CITATION: R. v. A.F., 2026 ONSC 1806
ONTARIO
SUPERIOR COURT OF JUSTICE
BETWEEN:
HIS MAJESTY THE KING
– and –
A.F.
Defendant
K. Dowling, for the Crown
J. Miglin, for the Defendant
HEARD: February 27, 2026 by videoconference
MCCARTHY J.
1A.F. (“the Defendant”) appears before me today for sentencing.
The Convictions
2On December 16, 2025, the Defendant was found guilty of the following offences in line with the verdict of the jury:
Count
Offence
Criminal Code section
1
Human trafficking (over 18)
279.01(1)
2
Receiving a benefit knowing that it was derived from human trafficking (over 18)
279.02(1)
3
Procuring, aiding or exercising control, direction or influence over someone providing sexual services (over 18)
286.3(1)
4
Receiving a benefit knowing that it was derived from sexual services (over 18)
286.2(1)
5
Advertising sexual services
286.4
7
Assault
266
3The Defendant was found not guilty of Counts 6 and 8: choking (s. 267(c)) and uttering threats (s. 264.1(1)(a)).

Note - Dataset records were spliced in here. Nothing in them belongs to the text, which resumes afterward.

PR #1953, opened 2017-10-11
Assert radial gravity model for box geometry models.

MFraters:
I noticed that when I was switching from an ellipsoidal geometry model to a box geometry model that I forgot to change the gravity model, and some assert deep in the gravity model was triggered (division by zero, because the box has a (0,0,0) is in the box domain). I thought it might be better to just forbid the use of the radial gravity models in box geometries.


gassmoeller:
I like the idea, but agree with Timo's comments. Please try to cast pointers instead of checking the parameters. @tjhei: The current formulation should be fine for "sphere" geometries, because @mfraters only disallows box geometries for radial gravity profiles (i.e. it is a blacklist, not a whitelist).
@mfraters: Feel free to do a follow-up PR for the `vertical` gravity model, and disallow all spherical geometries (or add it here if you have a free minute). 

As a side note I would suggest changing the error message to the following:
"Gravity model NAME should not be used with geometry model NAME. If you are sure you want to proceed please remove this error check." 
Replace NAME with the names of the plugins. This makes it easier for users to find the error, and also tells them how to work around the check in case they truly know what they are doing.

tjhei:
> The current formulation should be fine for "sphere" geometries, because @MFraters only disallows box geometries for radial gravity profiles

My point is that a sphere contains the origin, so it should also be blacklisted, or not?

MFraters:
1. good point. 
2. If the sphere/hyper_ball grid has a point in the centre itself, then I guess that is then also a problem. But I haven't tested that yet. But the point of the radial is that it should work for sphere's and such. We might want to fix the gravity model so that for example in the centre point gets a fixed gravity.

@gassmoeller sure, I will add an assert for the vertical and adjust the message.

bangerth:
Actually, I'm not a fan of providing a hint about how to work around the problem by telling people to remove a check. They may think that that's a general strategy, and it's something not all users know how to do anyway because it requires re-compiling everything. (Think of people who got ASPECT from a virtual machine, for example, or whose installation is on a shared file system.)

If we cannot see a good reason to use these models together, then we should just forbid that. If we can see good reasons to use these models together, then we shouldn't add the assertion. I believe that the former is the case.

gassmoeller:
> Actually, I'm not a fan of providing a hint about how to work around the problem by telling people to remove a check.
I do not feel strongly about that. If I ever need to have a box geometry with a radial gravity I know how to work around it :smile:. I think it is more important to let people know *which* plugin does not work with *which* plugin that was the original reason I proposed the different error message. Maybe just scratch the second sentence.

> My point is that a sphere contains the origin, so it should also be blacklisted, or not?

I now see what you mean. Yes `RadialEarthLike` should not be used with `Sphere` (it should contain an Assert), because it is a fit to a profile for the mantle only. `RadialLinear` already contains a fix for the center, and `RadialConstant` would simply need the same fix. @MFraters would you mind fixing that while you are at it?

MFraters:
sure

MFraters:
I think I have addressed all the comments.

bangerth:
On 10/11/2017 04:39 PM, Rene Gassmoeller wrote:
> I do not feel strongly about that. If I ever need to have a box geometry with 
> a radial gravity I know how to work around it 😄. I think it is more important 
> to let people know /which/ plugin does not work with /which/ plugin that was 
> the original reason I proposed the different error message

Yes, I agree with that!

source/gravity_model/radial.cc
```diff
@@ -83,6 +94,21 @@ namespace aspect
...
+    void
+    RadialEarthLike<dim>::parse_parameters (ParameterHandler &prm)
+    {
+      Assert (dynamic_cast<const GeometryModel::Box<dim>*> (&this->get_geometry_model()) == 0,
+              ExcMessage ("Gravity model radial earth-like constant should not be used with geometry model Box."));
+      Assert (dynamic_cast<const GeometryModel::TwoMergedBoxes<dim>*> (&this->get_geometry_model()) == 0,
+              ExcMessage ("Gravity model radial earth-like constant should not be used with geometry model box "
+                          "with lithosphere boundary indicators."));
+      Assert (dynamic_cast<const GeometryModel::Sphere<dim>*> (&this->get_geometry_model()) == 0,
+              ExcMessage ("Gravity model radial earth-like constant should not be used with geometry model box "
```
gassmoeller: box with lithosphere boundary indicators -> sphere

include/aspect/gravity_model/radial.h
```diff
@@ -38,7 +38,7 @@ namespace aspect
      * @ingroup GravityModels
      */
     template <int dim>
-    class RadialConstant : public Interface<dim>
+    class RadialConstant : public Interface<dim>, public virtual SimulatorAccess<dim>
```
gassmoeller: Is there a reason to use virtual inheritance instead of simply `public SimulatorAccess<dim>`? If not, please remove the `virtual` (also in the two other classes).

MFraters:
It seems that there are actually 10 tests which use wrong combinations 😯

tjhei:
awesome. ;-)

MFraters:
I have updated all the tests. I have chosen for all test to only update the gravity model to match the geometry model (and not the other way around). Furthermore, for the spherical case I almost always have chosen radial constant, expect for when there was a spherical shell which had the dimensions of the earth. For quite a few test there where not results to check them against (which makes them less useful), so I added the screen_ouput and the gnuplot solutions for those ones (the commit name tells you when that happened.)

source/gravity_model/radial.cc
```diff
@@ -71,6 +77,11 @@ namespace aspect
         prm.leave_subsection ();
       }
       prm.leave_subsection ();
+      Assert (dynamic_cast<const GeometryModel::Box<dim>*> (&this->get_geometry_model()) == 0,
+              ExcMessage ("Gravity model Radial constant should not be used with geometry model Box."));
```
tjhei: Can you please add quotes around the names? Here and in other places, I don't care if they are single or double quotes.

tjhei:
Looks good otherwise. Thanks for going through the tests.

include/aspect/gravity_model/radial.h
```diff
@@ -101,7 +108,7 @@ namespace aspect
      * @ingroup GravityModels
      */
     template <int dim>
-    class RadialLinear : public Interface<dim>, public virtual SimulatorAccess<dim>
+    class RadialLinear : public Interface<dim>, public SimulatorAccess<dim>
```
bangerth: oh, good catch -- that made no sense

include/aspect/gravity_model/vertical.h
```diff
@@ -37,7 +37,7 @@ namespace aspect
      * @ingroup GravityModels
      */
     template <int dim>
-    class Vertical : public Interface<dim>
+    class Vertical : public Interface<dim>, public virtual SimulatorAccess<dim>
```
bangerth: why does the derivation have to be `virtual` here?

MFraters: You are right, I copied that and forgot to remove it.

bangerth:
Please merge yourself once you have addressed this one issue. I see that the indentation also fails -- please fix that as well.

MFraters:
That is very weird, because it says a file is not indented correctly which I did not change (the tests/particle_property_multiple_functions/particles/particles-00001.0000.vtu file is not changed by this pull request). And if I do make indent on my machine, nothing is changed. I could try to patch but the diff just says the binary files differ :s 

What should I do with this?

```
diff --git a/tests/particle_property_multiple_functions/particles/particles-00001.0000.vtu b/tests/particle_property_multiple_functions/particles/particles-00001.0000.vtu
index 8fb29b9..1dca879 100644
Binary files a/tests/particle_property_multiple_functions/particles/particles-00001.0000.vtu and b/tests/particle_property_multiple_functions/particles/particles-00001.0000.vtu differ
```

MFraters:
ah, a rebase to the newest master seems to have fixed the problem :)

bangerth:
Yes, that often helps. I'm glad that worked out!

PR #1957, opened 2017-10-16
Use deal.II particle functionality

gassmoeller:
This PR belongs to #1897. It uses the deal.II particle functionality of dealii/dealii#5125 and can only be merged after that one is finished. Thus it will require the newest deal.II-dev version after it is merged or v.8.5.0, then it uses the old code. All deal.II-dev versions between 8.5.0 and dealii/dealii#5125 will not longer work with ASPECT when this PR is merged.
This is not ready for review or merge yet, it is mostly here for @hlokavarapu and @egpuckett to see the possible future changes to ASPECT's particle code, and also for me to see the tester results.


gassmoeller:
@tjhei: I have a question about aspect-dev-gcc-hd. Is this the latest deal.II master, or some older version of 9.0.pre? I suppose it stays on a constant version, because otherwise you would need to recompile deal.II for every tester run. Is it much work to bring deal.II up to a more recent version? Otherwise we will need to accept the test failures for aspect-dev, since this PR uses functionality that got only introduced in a later version of deal.II. I will take a closer look at the test results anyway, but it would be nice to see it working on aspect-dev as well.

gassmoeller:
I think I fixed all remaining issues with using the particle functionality of deal.II. I have tested for correctness of all tests using the ascii output. The vtu output tests are harder, because they are now compressed but everything runs and looks ok. This also fixes #2602.
This is ready for a review.

include/aspect/particle/world.h
```diff
@@ -165,11 +178,13 @@ namespace aspect
          */
         void update_particles();
 
+#if !DEAL_II_VERSION_GTE(9,0,0)
         /**
```
tjhei: why are these inside an ifdef?

source/particle/generator/quadrature_points.cc
```diff
@@ -43,8 +43,13 @@ namespace aspect
                                 quadrature_formula,
                                 update_quadrature_points);
 
-
+#if DEAL_II_VERSION_GTE(9,1,0)
+        MPI_Scan(&n_particles_to_generate, &prefix_sum, 1, DEAL_II_PARTICLE_INDEX_MPI_TYPE, MPI_SUM, this->get_mpi_communicator());
+#elif DEAL_II_VERSION_GTE(9,0,0)
+        MPI_Scan(&n_particles_to_generate, &prefix_sum, 1, PARTICLE_INDEX_MPI_TYPE, MPI_SUM, this->get_mpi_communicator());
+#else
         MPI_Scan(&n_particles_to_generate, &prefix_sum, 1, ASPECT_PARTICLE_INDEX_MPI_TYPE, MPI_SUM, this->get_mpi_communicator());
```
tjhei: how about you define ASPECT_PARTICLE_INDEX_MPI_TYPE to be the correct thing so that you can remove all these ifdefs here?

source/particle/particle_handler.cc
```diff
@@ -242,11 +256,42 @@ namespace aspect
...
 
+    template <int dim,int spacedim>
+    void
+    ParticleHandler<dim,spacedim>::update_cached_numbers()
+    {
+      update_n_global_particles();
+      update_next_free_particle_index();
+      update_global_max_particles_per_cell();
+
+      return;
```
tjhei: remove

include/aspect/particle/world.h
gassmoeller: Because all of the output functionality is not longer used in deal.II 9.0. We then use the `DataOut` class instead. I guess theoretically, I could leave out the ifdefs around the output functionality, and simply not use it anymore, but leaving them in reminds us that this is dead code and we can remove it once we require 9.0.

source/particle/generator/quadrature_points.cc
gassmoeller: Hmm, currently I only use this type in two locations, and if I define ASPECT_PARTICLE_INDEX_MPI_TYPE I need an ifdef there anyway (two distinguish between PARTICLE_INDEX_MPI_TYPE for deal 9.0 and DEAL_II_PARTICLE_INDEX_MPI_TYPE for 9.1). Plus then I need to keep the definition of ASPECT_PARTICLE_INDEX_MPI_TYPE, while this ifdef can go away once we require 9.1. So I would prefer to keep it in the current form, is that ok with you?

tjhei: alright, makes sense.

gassmoeller:
Oh great. This should close #2602. Let me go ahead and try the current master.

include/aspect/particle/generator/interface.h
```diff
@@ -100,15 +112,15 @@ namespace aspect
            */
           virtual
           void
-          generate_particles(std::multimap<types::LevelInd, Particle<dim> > &particles) = 0;
+          generate_particles(std::multimap<Particles::internal::LevelInd, Particle<dim> > &particles) = 0;
```
bangerth: This suggests a design flaw in the deal.II classes -- if other codes are using internal data structures, we've done something wrong :-(

include/aspect/particle/particle.h
```diff
@@ -30,8 +31,22 @@
...
 {
+  namespace Particles
+  {
+    namespace internal
+    {
+      /**
+       * Typedef of cell level/index pair. TODO: replace this by the
+       * active_cell_index from deal.II 8.3 onwards.
+       */
+      typedef std::pair<int, int> LevelInd;
```
bangerth: We are already requiring 8.5, so the comment seems odd.

include/aspect/particle/particle.h
```diff
@@ -92,6 +101,15 @@ namespace aspect
 #endif
     }
 
+    namespace internal
+    {
+      /**
+       * Typedef of cell level/index pair. TODO: replace this by the
+       * active_cell_index from deal.II 8.3 onwards.
+       */
+      typedef std::pair<int, int> LevelInd;
```
bangerth: same here

PR #2802, opened 2019-02-05
fix several clang warnings

tjhei:
Interesting how often we ``get_double`` even though we want to do ``get_integer``...


gassmoeller:
Looks reasonable.

PR #2807, opened 2019-02-12
Use std::unique_ptr instead of std::shared_ptr.

bangerth:
I suspect that this is a left-over from the time when we used boost's shared_ptr
but there was no equivalent for shared_ptr.


bangerth:
Part of #2375.

PR #2809, opened 2019-02-13
Fix formatting problems in the documentation.

bangerth:
While there, also don't copy things literally, but use doxygen facilities.


tjhei:
Great. I am a big fan of not duplicating documentation!

PR #2810, opened 2019-02-13
Avoid bar 'new' operations in more places.

bangerth:


bangerth:
Yes, I suppose I could do that. Let's hold off on this then for the moment.

bangerth:
Actually, let me change my mind on this: I'd like to merge this as is because it should be a no-op at the moment. I will come back to changing `unique_ptr`s to `shared_ptr`s at some later time once I've gotten rid of all of the bare `new` operations. The change you ask for is not a no-op, and so I'd like to do that in a separate step -- will open a separate issue for that.

bangerth:
Part of #2375.

PR #2813, opened 2019-02-14
Fix a memory leak.

bangerth:
While there, also clean up around it.

### DIFF
--- a/source/boundary_temperature/dynamic_core.cc
+++ b/source/boundary_temperature/dynamic_core.cc
@@ -303,21 +303,24 @@ namespace aspect
     {
       data_OES.clear();
       if (name_OES.size()==0) return;
-      std::istringstream in(Utilities::read_and_distribute_file_content(name_OES.c_str(), this->get_mpi_communicator()));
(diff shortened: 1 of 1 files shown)


bangerth:
Part of #2375.

source/boundary_temperature/dynamic_core.cc
```diff
@@ -303,21 +303,24 @@ namespace aspect
...
       data_OES.clear();
       if (name_OES.size()==0) return;
-      std::istringstream in(Utilities::read_and_distribute_file_content(name_OES.c_str(), this->get_mpi_communicator()));
+      std::istringstream in(Utilities::read_and_distribute_file_content(name_OES.c_str(),
+                                                                        this->get_mpi_communicator()));
       if (in.good())
         {
           str_data_OES data_read;
-          const int buff_size = 1024;
-          char *line = new char [buff_size];
```
tjhei: important to do a dynamic allocation here. ;-)

tjhei:
:+1:

source/boundary_temperature/dynamic_core.cc
bangerth: Yes, one could have done without that here :-)

Issue #2811, opened 2019-02-14
Change shared_ptr to unique_ptr


bangerth:
We have `std::shared_ptr` objects primarily because there was a boost version we used for that a long time ago. But in reality, we probably want `std::unique_ptr` in most places -- but there was no corresponding boost version for that class. Go through all of the places where we're currently using shared pointers and evaluate whether that is necessary.

bangerth:
Part of #2375.

PR #2817, opened 2019-02-15
Use std::unique_ptr instead of std::shared_ptr for the boundary tractions.

bangerth:
Part of #2375 and #2811.

### DIFF
--- a/source/boundary_traction/ascii_data.cc
+++ b/source/boundary_traction/ascii_data.cc
@@ -35,15 +35,10 @@ namespace aspect
     void
     AsciiData<dim>::initialize ()
     {
-      const std::map<types::boundary_id,std::shared_ptr<BoundaryTraction::Interface<dim> > >
-      bvs = this->get_boundary_traction();
-      for (typename std::map<types::boundary_id,std::shared_ptr<BoundaryTraction::Interface<dim> > >::const_iterator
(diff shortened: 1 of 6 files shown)


bangerth:
The `traction_ascii_data` test fails. I'll have to investigate what is happening, so ignore this PR for the moment.

source/boundary_traction/ascii_data.cc
```diff
@@ -35,14 +35,11 @@ namespace aspect
     void
     AsciiData<dim>::initialize ()
     {
-      const std::map<types::boundary_id,std::shared_ptr<BoundaryTraction::Interface<dim> > >
-      bvs = this->get_boundary_traction();
-      for (typename std::map<types::boundary_id,std::shared_ptr<BoundaryTraction::Interface<dim> > >::const_iterator
-           p = bvs.begin();
-           p != bvs.end(); ++p)
+      std::set<types::boundary_id> traction_bi;
```
tjhei: you introduced a local set here that you are filling but not using.

bangerth: Yes, good point. Stupid copy-paste mistake.

bangerth:
That did the trick, thanks @tjhei for the pointer!

PR #2820, opened 2019-02-18
Change order of spherical unit vectors from theta, phi to phi,theta

anne-glerum:
When setting up a chunk model with boundary velocities using the `function` plugin, I noticed that although the variables in the spherical coordinate system are interpreted as radius, longitude and latitude, the spherical unit vectors point in the direction of radius, latitude and then longitude. It seems more intuitive and in line with the general order of spherical coordinates in aspect to switch to radius, longitude, latitude. Did I understand this correctly and would you agree @bartniday ?


source/utilities.cc
```diff
@@ -547,13 +547,13 @@ namespace aspect
               const double u_theta = spherical_vector[2];
 
               cartesian_vector[0] = std::cos(phi)*std::sin(theta)*u_r
-                                    - std::sin(phi)*u_theta
-                                    - std::cos(phi)*std::cos(theta)*u_phi; // X
+                                    + std::cos(theta)*std::cos(phi)*u_theta
+                                    - std::sin(phi)*u_phi; // X
```
gassmoeller: Could you make the reordering consistent by also here and below always using `a*u_r + b*u_phi + c*u_theta`, and order the individual terms as `cos(phi)cos(theta)` instead of `cos(theta)cos(phi)`?

anne-glerum:
@gassmoeller I've addressed your comment :)

gassmoeller:
Thanks :+1:

anne-glerum:
@gassmoeller Just a question, existing prm files from users will be interpreted differently now, do we note that down somewhere?

gassmoeller:
Good point. Usually we note that in the changelog entries, and if possible also provide an update script in `doc/update_scripts`. However, this feature was added after the latest release, so we do not need to do either. But could you update @bartniday 's changelog entry with the new coordinate directions in a follow up PR? It is in doc/modules/changes/20180624_niday

PR #2822, opened 2019-02-20
Update citation templates.

bangerth:
I've apparently had this in my repository for a while already. It takes over jabref style files from deal.II.


tjhei:
Let's try it!

PR #2823, opened 2019-02-21
Complete a bibtex entry.

bangerth:


tjhei:
this won't work. This file is automatically generated from mendeley. I will make the change there.

tjhei:
see #2824

bangerth:
Ah, that explains the funny formatting. I forgot how this all works...

PR #2826, opened 2019-02-22
www: publications.html: remove pdf

tjhei:
the PDF links to files are not working and do nothing (because these are local files in
mendeley). Remove them.


tjhei:
See the first entry: https://aspect.geodynamics.org/publications.html

PR #2827, opened 2019-02-22
Fix the formatting of '@misc' entries.

bangerth:
In particular, this affects the entry at
  https://aspect.geodynamics.org/publications.html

4The victim in question was T.J.D. (“the victim”). The facts underlying the jury verdict were that the Defendant first encountered the victim in the early spring of 2023. The Defendant aided with the victim’s entry into the sex trade, helping her to book hotel rooms, post ads and photos, set rates, and to both attract, arrange, and marshal client visits.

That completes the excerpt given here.